Еще спустя четверть меры масла ворота распахнулись, а правая створка, вылетев из массивных петель, обрушилась на землю. Стоило атланской пехоте шагнуть на лассирийскую почву, как моментально завязался бой не на жизнь, а на смерть. Сверкали мечи и клинки, лилась кровь, вопли раненных еще долго звучали в полуденных безмолвных, равнодушных небесах. Исход поединка был предрешен. Солнце преодолело дугу зенита, отбрасывая удлиненные тени, когда матриарх с приближенными верхом на Захватчице Ветра триумфально въехала в освобожденную столицу Лассирии.

Стоны раненых, тяжелый запах крови, горы тел. Кассиопейцы были истреблены полностью, отряд зачистки, рассредоточившись по узким улочкам окруженной стенами столицы, безжалостно добивал остатки вражеской армии. Зловещая тишина воцарилась в захваченной − но уже спасительной армией, − державе. На данном этапе Непримиримая строжайше запретила своим воином мародерство и вандализм. Для этого еще будет время.

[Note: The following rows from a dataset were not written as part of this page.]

PR #62, opened 2018-09-19
Use nonces in ECIES derived from the shared secret 

bifurcation:
This matches the behavior in TLS, and saves space (due to not having to send the nonce).

### DIFF
--- a/draft-ietf-mls-protocol.md
+++ b/draft-ietf-mls-protocol.md
@@ -850,17 +850,28 @@ encrypted secret values are computed as follows:
 * Generate an ephemeral DH key pair (x, x\*G) in the DH group
   specified by the ciphersuite in use
 * Compute the shared secret Z with the node's other child
-* Generate a fresh nonce N
+* Derive a key and nonce as described below
 * Encrypt the node's secret value using the AEAD algorithm specified
   by the ciphersuite in use, with the following inputs:
-  * Key: A key derived from Z as specified by the ciphersuite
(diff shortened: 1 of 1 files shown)


draft-ietf-mls-protocol.md
```diff
@@ -852,18 +854,29 @@ encrypted secret values are computed as follows:
...
+  * Nonce: The nonce derived from Z
   * Additional Authenticated Data: The empty octet string
   * Plaintext: The secret value, without any further formatting
 * Encode the ECIESCiphertext with the following values:
   * ephemeral\_key: The ephemeral public key x\*G
-  * nonce: The random nonce N
   * ciphertext: The AEAD output
 
+~~~~~
+key = HKDF-Expand(Secret, ECIESLabel("key"), Length)
```
beurdouche: HKDF Expand Label ?

bifurcation: No, just HKDF-Expand.  HKDF-Expand-Label isn't defined here (only in TLS), and in any case, we're using a different label.

beurdouche: Ack, this is good for me then...

draft-ietf-mls-protocol.md
```diff
@@ -166,6 +166,9 @@ draft-01
 
 - Added an appendix with example code for tree math
 
+- Changed the ECIES mechanism used by TreeKEM so that it uses nonces
```
beurdouche: Though I think this is already the case...

PR #63, opened 2018-09-21
Allow bigger sizes for PQ primitives

beurdouche:
By discussing with MSR, I realized that some NIST PQ candidates can't be used easily by TLS because signatures can be bigger that `2^16` bytes.

Since we already consume a lot for bandwidth, I am not concerned at all about two more bytes to encode the length of signatures on each ciphertext so I suggest we move to `opaque signature <0..2^32-1>` instead to be future-proof.

### DIFF
--- a/draft-ietf-mls-protocol.md
+++ b/draft-ietf-mls-protocol.md
@@ -749,7 +749,7 @@ enum {
 } CredentialType;
 
 struct {
-    opaque identity<0..2^16-1>;
+    opaque identity<0..2^32-1>;
     SignaturePublicKey public_key;
 } BasicCredential;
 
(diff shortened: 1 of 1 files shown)


raphaelrobert:
Having more flexibility with the payload size sounds reasonable.
One day having signatures that big if however another kind of challenge.

bifurcation:
@beurdouche if you could fix the merge conflicts, I'm OK with this.

ekr:
As I said in the WG meeting, I don't think this is a good idea. If we end up having primitives this big, we are going to have lots of problems and will probably want a better architecture (e.g., signatures that batch multiple messages).

bifurcation:
I agree with EKR here.  PQ is probably going to require different designs, not just bigger crypto values.  If someone wants to make a concrete proposal for shimming in a PQ scheme here, which would run into these limits, I would be open to reconsidering this.

beurdouche:
FYI, even though this is closed this will be the basis of PQ experiment in real products, just with a different protocol version.
Ps: Please don't delete other people branches.

PR #64, opened 2018-09-26
Change from AES-GCM to AES-SIV

galadran:
[Mailing List Post](https://mailarchive.ietf.org/arch/msg/mls/gvszahIKpQ5CYJG-ARwi9MGURGo)

### DIFF
--- a/draft-ietf-mls-protocol.md
+++ b/draft-ietf-mls-protocol.md
@@ -703,13 +703,13 @@ infinity (O), (2) verify that for Y = (x, y) both integers are in the correct
 interval, (3) ensure that (x, y) is a correct solution to the elliptic curve equation.
 For these curves, implementers do not need to verify membership in the correct subgroup.
 
-### TreeKEM with Curve25519, SHA-256, and AES-128-GCM
+### TreeKEM with Curve25519, SHA-256, and AES-SIV-256
 
 This ciphersuite uses the following primities:
 
 * Hash function: SHA-256
 * Diffie-Hellman group: Curve25519 {{!RFC7748}}
-* AEAD: AES-128-GCM
+* AEAD: AES-SIV-256
 
 DH and Derive-Key-Pair operations are performed in the same way as
 the corresponding ART ciphersuite.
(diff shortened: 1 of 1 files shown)


ekr:
I'm not sure I see a lot of value here. The current discipline is one key per message, so is there a special reason to believe that clients will be careless about nonces.

galadran:
> I'm not sure I see a lot of value here. The current discipline is one key per message, so is there a special reason to believe that clients will be careless about nonces.

Hi ekr, 

Using one key per message just lifts the problem to a different layer, we're relying on implementers getting the state handling right and never reusing a key. (Since if they reuse a key, they will reuse a nonce). 

Verifying correct nonce/key usage is difficult. Using implicit nonces and testing for compatibility gives us an assurance that most uses are correct, but says little about edge cases which are hard to test exhaustively. With AES-GCM, these edge cases lead to an immediate loss of authenticity and possible total compromise. With AES-SIV, these edge cases have very minimal impact as the adversary only learns if the two plaintexts were equal.

ekr:
Yes, my question is: is there a special reason to be believe that MLS implementations will get this wrong as opposed to (say) TLS 1.3 or SRTP implementations, both of which use implicit nonces.

galadran:
Yes.

- MLS is many party as opposed to two 
- MLS is highly stateful in order to achieve PFS and PCS
- MLS is asynchronous
- MLS sessions are expected to continue despite a device suddenly losing power 
- MLS is a completely new and complex protocol

I already described some of the situations in which SIV offers significant benefits over implicit nonces on the mailing list.

Finally, it seems premature to declare implicit nonces to have fixed all the nonce issues in TLS. Let's give TLS 1.3 another decade (or two) before declaring it perfect.

ekr:
On Thu, Sep 27, 2018 at 12:58 AM Dennis Jackson <notifications@github.com>
wrote:

>
>    - MLS sessions are expected to continue despite a device suddenly
>    losing power
>
> This last is the only one of these that seems particularly relevant, given
that each sender uses its own keys. I'd be interested in hearing from
implementors whether they consider this kind of state loss to be an issue.


>
> Finally, it seems premature to declare implicit nonces to have fixed all
> the nonce issues in TLS. Let's give TLS 1.3 another decade (or two) before
> declaring it perfect.
>
This misrepresents what I said, which was nothing like claiming that TLS
1.3 nonce handling was perfect.

With that said, I would again refer you to SRTP , which has used implicit
nonces for a very long time. Do you have any evidence that nonce reuse has
been a problem here?

galadran:
> With that said, I would again refer you to SRTP , which has used implicit nonces for a very long time. Do you have any evidence that nonce reuse has been a problem here?

I have no idea. Let's assume that SRTP has no nonce reuse problems. What is the conclusion?  

I've described some of the differences between synchronous, essentially stateless, 2-party protocols and MLS. I've referenced a catastrophic nonce reuse attack which implicit nonces would not have mitigated (KRACK on WPA2). There are clear scenarios where SIV provides a tangible security benefit _in addition to_  implicit nonces. 

There are reasons not to use SIV in applications like TLS, as SIV only encrypts at ~70% of the speed of GCM. However, I don't think they apply to us considering the public key operations we will be doing anyway. Equally in 2014 SIV was less widely supported, since then it has found its way into OpenSSL and BoringSSL.

grittygrease:
Following up on this. This suggestion was discussed at the first interim and there was not a lot of enthusiasm for making the change.

PR #65, opened 2018-09-27
Fix typos.

Bren2010:


beurdouche:
@Bren2010 Hi Brendan ! Would you mind please revert the last of the 3 changes. Even though the sentence is not amazing and your change correct, I find it better to keep explicit the fact that the root should not be included, instead of having to infer it from the fact it has no siblings :) Thanks !

Bren2010:
You don't have to infer it -- direct paths are defined to never include the root node in the sentence just before.

PR #66, opened 2018-10-01
Remove ART

bifurcation:
There was agreement at the MLS interim of September 2018 to focus further development on TreeKEM, not ART.  This PR implements that change.

PR #67, opened 2018-10-01
Remove double-join with the "partial tree" approach

bifurcation:
This PR updates the procedures for Add and Remove to remove double-joins.  The cost is a potential increase in the size of GroupOperation messages in the case of incomplete trees.

Depends on #66

### DIFF
--- a/draft-ietf-mls-protocol.md
+++ b/draft-ietf-mls-protocol.md
@@ -746,10 +746,18 @@ state of the group:
 
 ~~~~~
 struct {
+  uint8 present;
+  switch (present) {
+    case 0: struct{};
+    case 1: T value;
+  }
+} optional<T>;
+
+struct {
   opaque group_id<0..255>;
   uint32 epoch;
-  Credential roster<1..2^32-1>;
-  PublicKey tree<1..2^32-1>;
+  optional<Credential> roster<1..2^32-1>;
+  optional<PublicKey> tree<1..2^32-1>;
   opaque transcript_hash<0..255>;
 } GroupState;
 ~~~~~
@@ -1177,17 +1185,16 @@ the signature on the message, then verifies its identity proof
 against the identity tree held by the participant.  The participant
 then updates its state as follows:
 
-* Update the roster by replacing the credential in the removed slot
-  with the credential from the sender's slot (i.e., the sender of
-  the Remove takes over the removed slot)
+* Update the roster by setting the credential in the removed slot to
+  the null optional value
 * Update the ratchet tree by replacing nodes in the direct
   path from the removed leaf using the information in the Remove message
 * Update the ratchet tree by setting to blank all nodes in the
   direct path from the removed leaf to the root
 
 The update secret resulting from this change is the secret for the
-root node of the ratchet tree after both updates.
-
+root node of the ratchet tree after the second step (after the third
+step, the root is blank).
 
 # Sequencing of State Changes {#sequencing}
 
--- a/draft-ietf-mls-protocol.md
+++ b/draft-ietf-mls-protocol.md
@@ -523,7 +523,42 @@ X, then the tree will have the following structure.
 X    B     C    D
 ~~~~~
 
-### Ratchet Tree Updates
+## Blank Nodes and Resolution
+
+A node in the tree may be _blank_, indicating that no value is
+present at that node.  The _resolution_ of a node is an ordered list
+of non-blank nodes that collectively cover all non-blank descendants
+of the node.  The nodes in a resolution are ordered according to
+their indices.
+
+* The resolution of a non-blank node is a one element list
+  containing the node itself
+* The resolution of a blank leaf node is the empty list
+* The resolution of a blank intermediate node is the result of
+  concatinating the resolution of its left child with the resolution
+  of its right child, in that order
+
+For example, consider the following tree, where the "\_" character
+represents a blank node:
+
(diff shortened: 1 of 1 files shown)


draft-ietf-mls-protocol.md
```diff
@@ -386,7 +388,7 @@ a group of participants.
 
 Trees consist of _nodes_. A node is a
 _leaf_ if it has no children, and a _parent_ otherwise; note that all
-parents in our Merkle or ratchet trees have precisely
```
josephlhall: potentially dumb question, apologies: is it still a ratchet tree if no ART?

draft-ietf-mls-protocol.md
```diff
@@ -490,46 +491,14 @@ contains up to three values:
...
 
 ~~~~~
-DH(DH(AB), DH(CD))
-    /      \
- DH(AB)    DH(CD)
- /  \      /  \
-A    B    C    D
+parent_secret = Hash(child_secret)
+parent_private, parent_public = Derive-Key-Pair(parent_secret)
 ~~~~~
```
josephlhall: Don't need the twiddles in the markdown if it's not pre-formatted?

draft-ietf-mls-protocol.md
```diff
@@ -554,43 +523,67 @@ X, then the tree will have the following structure.
...
+ / \     / \
+A   _   C   D
+
+0 1 2 3 4 5 6
+~~~~~
+
+In this tree, we can see all three of the above rules in play:
+
+* The resolution of node 5 is the list [CD]
+* The resolution of node 2 is []
```
josephlhall: "node 2 is [] (the empty list)"

draft-ietf-mls-protocol.md
```diff
@@ -554,43 +523,67 @@ X, then the tree will have the following structure.
...
+* The resolution of node 3 is [A, CD]
```
josephlhall: "node 3 is the list [A, CD]"

draft-ietf-mls-protocol.md
```diff
@@ -1013,7 +1052,6 @@ struct {
   PublicKey tree<1..2^32-1>;
   GroupOperation transcript<0..2^32-1>;
   opaque init_secret<0..255>;
```
raphaelrobert: This leaks the group secret of the current epoch to the new participant.

raphaelrobert: If we go for the solution proposed on the mailing list, this should be the hash of the current group secret and the other members should perform the hash as they process the Add message.

bifurcation: You guys have an off-by-one error :)  This is the `init_secret` at the **output** of the current epoch's key schedule, not the input.  So it can't be used to derive the current epoch secret.

The whole reason that we have an `init_secret` (as opposed to chaining from one `epoch_secret` to the next) is so that you can give it to someone to allow them to initialize without giving away the current epoch secrets.  

@beurdouche not sure what you mean about going backward.  Key schedule is all HDKFing along, so it's not reversible.

bifurcation: In any case, I'll add some notes to clarify.

draft-ietf-mls-protocol.md
```diff
@@ -533,21 +568,22 @@ direct path from a leaf to the root. Other participants in the group
...
-To perform an update, the sender transmits a node by sending the public key
-for the node and an encrypted version of the secret value for the
-node.  The secret value is encrypted in such a way that it can be
-decrypted only by holders of the private key for one of its
-children, namely the child that is not in the direct path being
-transmitted.  That is, each node in the direct path is encrypted
-for holders of the private key for a node in the corresponding
-copath.  For leaf nodes, no encrypted secret is transmitted.
+To perform an update, the sender transmits a node by sending the
+public key for the node and one or more encrypted copies of the
```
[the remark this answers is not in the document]
bifurcation: Suppose you've got the following structure:

```
   D2
  /  \
 /    \
D1    Sib
```

... where `D1` and `D2` are on the direct path, and `Sib` is not.  Then the encrypted value that's transmitted is `(pk(D2), Enc(pk(Sib); secret(D2)))`.  

I'll revise to try to make this clearer.

draft-ietf-mls-protocol.md
beurdouche: Well I understand how you read it but the diagram is ill-numbered then, because the `init_secret` is actually at the *input* of the the key schedule. The very first one is the `init_secret[0] = {0}` and is actually needed.

beurdouche: I don't think you understand us regarding the Group operation transcript. If it is not a hash, it contains all group operation messages since the beginning of the group. You can trivially process all these and compute all keys for all previous application messages hence trivially defeating all secrecy.  It also works for future messages as long as the participant you compromise doesn't update. This needs to be a hash, I don't understand why you would think this is safe. @raphaelrobert ?

bifurcation: Oh, I think it is safe because in order to process the GroupOperation messages, you need to have one of the corresponding private keys, which means you need to be in the group!

I'm happy to convert the transcript to a hash (there's no reason for anyone to have the whole thing, unlike the roster and the tree).  But I don't think it's necessary for this to be secure.

bifurcation: cf #73

PR #72, opened 2018-10-19
Add explicit key confirmation (alternate approach)

bifurcation:
This PR is an alternative approach to #71.  Instead of using an explicit MAC, we derive a confirmation value in the key schedule and just publish that.  Since the key schedule already folds in the GroupState (and thus the transcript of GroupOperations), the only gap here is that the signature on the Handshake message isn't included.

### DIFF
--- a/draft-ietf-mls-protocol.md
+++ b/draft-ietf-mls-protocol.md
@@ -140,6 +140,8 @@ draft-02
 
 - Removed ART (\*)
 
+- Added explicit key confirmation (\*)
+
 draft-01
 
 - Initial description of the Message Protection mechanism. (\*)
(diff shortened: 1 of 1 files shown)


draft-ietf-mls-protocol.md
```diff
@@ -853,14 +855,16 @@ update_secret -> HKDF-Extract = epoch_secret
                      +--> Derive-Secret(., "app", GroupState_[n])
                      |    = application_secret
                      |
+                     +--> Derive-Secret(., "confirm", GroupState_[n])
+                     |    = key_confirmation
```
beurdouche: Can't we send the next `init_secret`instead ?

bifurcation: That seems bad, since the `init_secret` feeds into the next `epoch_secret`.  It does get mixed with the `update_secret` there, but it would still would make me even more worried than this proposal does.

beurdouche: Indeed it is preferable to avoid it. I was just wondering if we can reuse something we already have...

bifurcation:
Closing in light of WG discussion preferring the other approach.

PR #6701, opened 2024-02-21
Gated on feature flag, render blank page

greg-hyde:
### Description

When the north star feature flag is enabled, render a new blank(ish) page in Thymeleaf for the block edit view. This PR mostly shows the structure of a controller/java view/html view for a page

#### General

#### New Features


server/app/controllers/applicant/ApplicantProgramBlocksController.java
```diff
@@ -371,20 +377,26 @@ public CompletionStage<Result> previousWithApplicantId(
...
-                            programId,
-                            blockId,
-                            inReview,
-                            roApplicantProgramService,
-                            block.get(),
-                            personalInfo,
-                            ApplicantQuestionRendererParams.ErrorDisplayMode.HIDE_ERRORS,
-                            applicantRoutes,
-                            profile)));
+                ApplicationBaseView.Params applicationParams =
```
greg-hyde, line 380: This is something I assume might change down the road (or in this PR 🤷 ). We need basically the same info for the two views. It's probably worth moving ApplicationBaseView.Params into a utility class somewhere, since ApplicationBaseView is a superclass of ApplicantProgramBlockEditView and I haven't made the NorthStar view extend those classes since we don't need the utility rendering functions, so it's a little odd to reference from the north star view. Open to opinions.

server/app/views/applicant/ApplicantBaseFragment.html
```diff
@@ -0,0 +1,24 @@
+<head th:fragment="pageHeader">
```
greg-hyde, line 1: This file will probably split into more than one as time goes on. For now it's just a place for fragments that are shared across multiple pages, but the footer at least will grow into its own component at some point, and there will be more fragments like this

server/app/controllers/applicant/ApplicantProgramBlocksController.java
avaleske: At first glance I like this pattern of using a data object to pass the necessary info the the view, it keeps the method signatures a little cleaner.

otoh, it does make it a little harder to tell what's actually being used, and I don't think IntelliJ is smart enough to notice that a field on the data object is unused.

if we keep these data objects, I'd agree that moving them into a class on their own makes sense.

server/app/views/applicant/ApplicantBaseFragment.html
```diff
@@ -0,0 +1,24 @@
...
+<div th:fragment="requiredFieldsExplanation">
+  <!-- This uses utext because the parameter passed into the message is html,
+    it is a placeholder span with the red asterisk. We need it to be html and not
+    raw text to recreate the red style -->
+  <p th:utext="#{content.requiredFieldsNote(~{applicant/ApplicantBaseFragment :: requiredAsterisk})}"></p>
+</div>
+
+<th:block th:fragment="requiredAsterisk">
+    <span class="text-red-600 font-semibold"> *</span>
+</th:block>
```
avaleske, line 24: nit re newlines

server/app/views/applicant/ApplicantProgramBlockEditView.html
```diff
@@ -0,0 +1,12 @@
+<html>
```
avaleske, line 1: If we're going to call the java classes `View`s I think we should call these something else, like `ApplicantProgramBlockEditTemplate.html` to help disambiguate.

server/app/views/applicant/NorthStarApplicantBaseView.java
```diff
@@ -0,0 +1,38 @@
...
+  }
+
+  protected ThymeleafModule.PlayThymeleafContext createThymeleafContext(Request request) {
+    ThymeleafModule.PlayThymeleafContext context = playThymeleafContextFactory.create(request);
+    context.setVariable("tailwindStylesheet", assetsFinder.path("stylesheets/tailwind.css"));
+    context.setVariable("uswdsStylesheet", assetsFinder.path("dist/uswds.min.css"));
+    context.setVariable("adminJsBundle", assetsFinder.path("dist/admin.bundle.js"));
+    context.setVariable("uswdsJsInit", assetsFinder.path("javascripts/uswds/uswds-init.min.js"));
+    context.setVariable("uswdsJsBundle", assetsFinder.path("dist/uswds.bundle.js"));
+    context.setVariable("ApiDocsController", controllers.api.routes.ApiDocsController);
```
avaleske, line 35: Is this being used in the template? Should we consider developing some linting to catch unused context variables?

server/app/views/applicant/ApplicantBaseFragment.html
```diff
@@ -0,0 +1,24 @@
...
+
+<div th:fragment="requiredFieldsExplanation">
+  <!-- This uses utext because the parameter passed into the message is html,
+    it is a placeholder span with the red asterisk. We need it to be html and not
+    raw text to recreate the red style -->
+  <p th:utext="#{content.requiredFieldsNote(~{applicant/ApplicantBaseFragment :: requiredAsterisk})}"></p>
+</div>
+
+<th:block th:fragment="requiredAsterisk">
+    <span class="text-red-600 font-semibold"> *</span>
```
avaleske, line 23: It seems like this would be easier as a shared css class we can just use on a `<span class="required-asterisk"> *</span>` in each question, instead of a template fragment we pull into every question

server/app/views/applicant/NorthStarApplicantBaseView.java
greg-hyde: nope it wasn't used. I haven't looked into any linting solutions, but that's a good point

server/app/views/applicant/ApplicantBaseFragment.html
greg-hyde: Yes that would certainly be better. I actually didn't know we used any css classes directly, server/app/assets/stylesheets/styles.css seems like the only place, is that right?

avaleske: I _think_ that's the only place, outside of the USWDS classes. tailwind also has a way to wrap a few tailwind classes in an outer class.

looks like there might actually be a uswds class that applies? `usa-hint usa-hint--required` based on the form example:
https://designsystem.digital.gov/templates/form-templates/address-form/

greg-hyde: So we can do that, but we still need the template to use as a value passed into the requiredFieldsExplanation. Might be worth just using the span in other usages though

server/app/controllers/applicant/ApplicantProgramBlocksController.java
greg-hyde: This PR seems big enough already to me, so I'll plan to factor it out in a follow up, since it's referenced in a bunch of places

server/app/views/applicant/ApplicantProgramBlockEditTemplate.html
```diff
@@ -0,0 +1,12 @@
...
+    <body>
+        <div>
+            <form id="cf-block-form" th:action="${formAction}" method="POST">
+                <input hidden th:value="${csrfToken}" name="csrfToken">
+                <div th:replace="~{applicant/ApplicantBaseFragment :: requiredFieldsExplanation}"></div>
+            </form>
+        </div>
+        <footer th:replace="~{applicant/ApplicantBaseFragment :: pageFooter}"></footer>
+    </body>
+</html>
```
avaleske, line 12: **suggestion**: Can we add a newline at the end of the file?

server/app/views/applicant/ApplicantProgramBlockEditTemplate.html
```diff
@@ -0,0 +1,12 @@
+<html>
```
avaleske, line 1: **question**: This file doesn't start with `<!DOCTYPE html>`, but is it still required at the start of the file, in practice? Technically W3C says it is, but do browsers still even have a quirks mode anymore we'd need to steer them clear of?

server/app/views/applicant/ApplicantProgramBlockEditTemplate.html
```diff
@@ -0,0 +1,12 @@
...
+    <head th:replace="~{applicant/ApplicantBaseFragment :: pageHeader}"></head>
+    <body>
+        <div>
+            <form id="cf-block-form" th:action="${formAction}" method="POST">
+                <input hidden th:value="${csrfToken}" name="csrfToken">
+                <div th:replace="~{applicant/ApplicantBaseFragment :: requiredFieldsExplanation}"></div>
+            </form>
+        </div>
+        <footer th:replace="~{applicant/ApplicantBaseFragment :: pageFooter}"></footer>
```
avaleske, line 10: **question (thinking out loud, I don't actually have strong opinions here)**: With the pattern in this PR, there's a template for each page that then pulls in the header and footer fragments into itself from the `ApplicantBaseFragment`.

Why is that better then a pattern like this one?
https://www.thymeleaf.org/doc/tutorials/3.1/usingthymeleaf.html#layout-inheritance
in which there's an outer `layout` fragment that contains the header and footer, and the body content is inserted into it.

(It might be that it actually doesn't matter and we just picked the one that was simplest at first, I'm just curious if there were additional reasons.)

avaleske (approved):
Had some things I was curious about but LGTM!

Thanks for doing this!

server/app/views/applicant/ApplicantProgramBlockEditTemplate.html
greg-hyde: done

server/app/views/applicant/ApplicantProgramBlockEditTemplate.html
greg-hyde: done

server/app/views/applicant/ApplicantProgramBlockEditTemplate.html
greg-hyde: For me, when I was making this PR at least, I think it comes down to readability, but I also don't a strongly held opinion. When I look at that example in the docs you link to, it doesn't feel like it would be immediately obvious to someone new to Thymeleaf what DOM structure that would generate. The obvious advantage of that pattern is that it's easier to reuse the more pages you have (although slightly less simple when there is variance among pages, like different page titles.)

I don't think this needs to be a permanent decision, it would be pretty easy to do that as a separate refactor after the fact as we add more pages.

avaleske: sgtm!

PR #6708, opened 2024-02-22
Removing Jest from Browser Tests

gwendolyngoetz:
### Description

Removing Jest from Browser Tests and using Playwright Test directly.

This looks large but the majority of changes here are simply adding an import and prepending `test.` to functions such as `describe`, `beforeAll`, `beforeEach`, `afterEach`, and `afterAll`.

#### Verified in my Changes
- [x] All tests still pass.
- [x] Creates trace files and saves them as artifacts.
- [x] Still creates and diffs screenshots and saves them as artifacts.
- [x] Still validates, logs accessibility issues, fails the test, and saves them as artifacts.
- [x] Still creates videos and saves them as artifacts. Currently the files names are UUIDs because I can't get the running test name due to how we create the test context outside of tests. I have a plan to resolve this, but it requires some refactoring that is best done in a separate PR.

> [!NOTE]
> My hope is for videos to become less needed. The trace files can be downloaded from the artifact list, unzipped, and the run `npx playwright show-report path-to-extracted-zip-file-directory/html-output` which will start the server to view the trace. I plan on making a script similar to the `bin/sync-failed-browser-test-images` script in the future to make it less of a manual process.

> [!NOTE]
> I'll provide further instruction for the engineers and schedule a demo in the near future

#### General


browser-test/src/support/admin_questions.ts
```diff
@@ -789,10 +789,11 @@ export class AdminQuestions {
...
     }
 
-    assert(options)
-    for (let index = 0; index < options.length; index++) {
+    expect(options).toBeTruthy()
+
+    for (let index = 0; index < options!.length; index++) {
       await this.page.click('#add-new-option')
-      await this.fillMultiOptionAnswer(index, options[index])
+      await this.fillMultiOptionAnswer(index, options![index])
```
rockycodes, line 796: question (non-blocking): what does adding `!` here do?

browser-test/src/support/index.ts
```diff
@@ -90,20 +91,28 @@ function makeBrowserContext(
     // will only be used when debugging failures.
     const dirs = ['tmp/videos']
     if ('expect' in global && expect.getState() != null) {
-      const testPath = expect.getState().testPath
+      // const testPath = expect.getState().testPath
```
rockycodes, line 94: nitpick: delete commented out line

browser-test/src/support/index.ts
```diff
@@ -90,20 +91,28 @@ function makeBrowserContext(
...
       }
+
       const testFile = testPath.substring(testPath.lastIndexOf('/') + 1)
       dirs.push(testFile)
+
       // Some test initialize context in beforeAll at which point test name is
       // not set.
-      const testName = expect.getState().currentTestName
+
+      // const testName = expect.getState().currentTestName
```
rockycodes, line 107: nitpick: delete commented out line

rockycodes (approved):
lgtm! just a couple of non-blocking questions and nitpicks.

browser-test/src/support/admin_questions.ts
gwendolyngoetz: This tells the Typescript compiler to be chill with its not null check, otherwise it complains. The previous `expect` on line 792 will fail if it's null. I changed it because it was causing failures when running.

browser-test/playwright.config.ts
```diff
@@ -0,0 +1,21 @@
+import {defineConfig} from '@playwright/test'
+
+export default defineConfig({
+  // globalTimeout: 180000,
```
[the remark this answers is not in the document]
gwendolyngoetz: The globalTimeout is the length the entire run of all tests combined can be. We don't need it right now. I had it set too low and tests were failing.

В центре города размещались богатые усадьбы и дворец свергнутого короля Оригатона, в котором после его смерти обосновался наместник с приближенными. Другие роскошные строения были отданы офицерскому составу, после того, как их коренных хозяев истребили или же изгнали прочь. Здесь царило обманчивое спокойствие − основные силы противника пали на подходах у ворот.

Спешившись и дождавшись доклада предводительницы разведотряда, юная завоевательница в компании Лэндала, Латимы Беспощадной, Дарка, предводительницы легиона Пантер и других военачальников ступила на розовые мраморные плиты дворца. Войдя в тронную залу, устало упала в высокое кресло, уложив руки на богато инкрустированные подлокотники.

– Семья этого шакала скрылась? – поинтересовалась у Амарилис, курирующей отряд разведки и зачистки. Мужеподобная атланка с короткими светлыми волосами утерла кровь с оцарапанной груди и хищно осклабилась.

– Нет, они здесь! Этот сын гиены всерьез рассчитывал на победу, прикрываясь телами детей!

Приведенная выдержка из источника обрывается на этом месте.